During a review of Hospital 2's document titled "Workflow" undated, the "Workflow" indicated, "Urology. . . When [Physician 1] is on call, contact him to determine if transfer is appropriate prior to contacting the hospitalist. [Physician 1] will not accept transfer from [Hospital 1] or any [Hospital 3] facilities When [Physician 1] is on call, please decline urology cases from [Hospital 1] and all [Hospital 3] facilities for services not available. No need to escalate these declines."

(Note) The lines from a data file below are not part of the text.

PR #167, opened 2022-12-09
Split hv tables

### LINKED ISSUE #166: rethink vhea/hhea & vmtx/hmtx
I have run into a few issues with using a common type to represent two distinct tables here.

First off, using a common type doesn't work with the `TopLevelTable` trait (added in #164). Since a single type represents multiple top-level tables, there is no way to implement this trait correctly.

The second issue is that `hhea` is always version 1.0, and `vhea` is at version 1.1. This means that we need to *somehow* track which table we're in when we compile, since we need to write out different versions for the different tables.

Currently, I can see two ways to address this issue: manually, or via codegen. 

Addressing it manually means manually adding different wrapper structs that contain a common inner table that is codegen'd. This is very possible, but it will involve a lot of boilerplate; basically we will need to manually implement each of the traits we expect to be present. This isn't too bad, but it is annoying, and it also means that if we make any future changes to our traits we will need to manually maintain this set of implementations. On the plus side, we can probably get away with using a macro to handle this implementation, so at least we only write it once, and not twice; I've taken that approach in #164, where [it looks like this](https://github.com/googlefonts/fontations/pull/164/files#diff-e548efd21754e3d0fb83797c32ce32ca03ee50a8359c9c193485798590be6fb4).

Addressing it via codegen means having each of these tables get its own codegen file, which will generate a distinct type. The downside of this is that it involves duplication. The upside of this is that we can delete a bunch of hand-written code, and avoid the future maintenance costs that this entails, and it also means that these tables will now 'look and feel' more consistently like all the other top-level tables in the crate.

We've already had this discussion (in #104) but in light of actually working with the existing code, my feelings have changed, and I think that just having each of these tables be generated separately is probably the better compromise.

Also: One of the arguments for having shared implementations was that it would be possible to reuse these tables in both vertical & horizontal contexts. it's really not clear to me if this is a practical or theoretical concern, but if it is a practical concern I think that we could address it with a trait, when it arises?

Does anyone else have any strong feelings? cc @anthrotype

cmyr:
This moves each of hhea/vhea and hmtx/vmtx into its own codegen file.

Closes #166.


read-fonts/src/tables.rs
```diff
@@ -13,8 +13,7 @@ pub mod head;
 pub mod hhea;
 pub mod hmtx;
 pub mod hvar;
-pub mod hvhea;
-pub mod hvmtx;
+//pub mod hvmtx;
```
anthrotype, line 16: leftover?

dfrg (approved):
This seems good to go now.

During a review of the facility policy and procedure (P&P) titled "Emergency Medical Care/Medical Treatment and Labor Act (EMTALA) Corporate Policy," dated 9/25/2018, the P&P indicated," It is also the policy of [health facility] to accept emergency transfers from other facilities if the individual being transferred requires Special Capabilities that are not offered or not immediately available at the transferring hospital provided that the [health facility] hospital has the Capacity and Capability to treat the individual."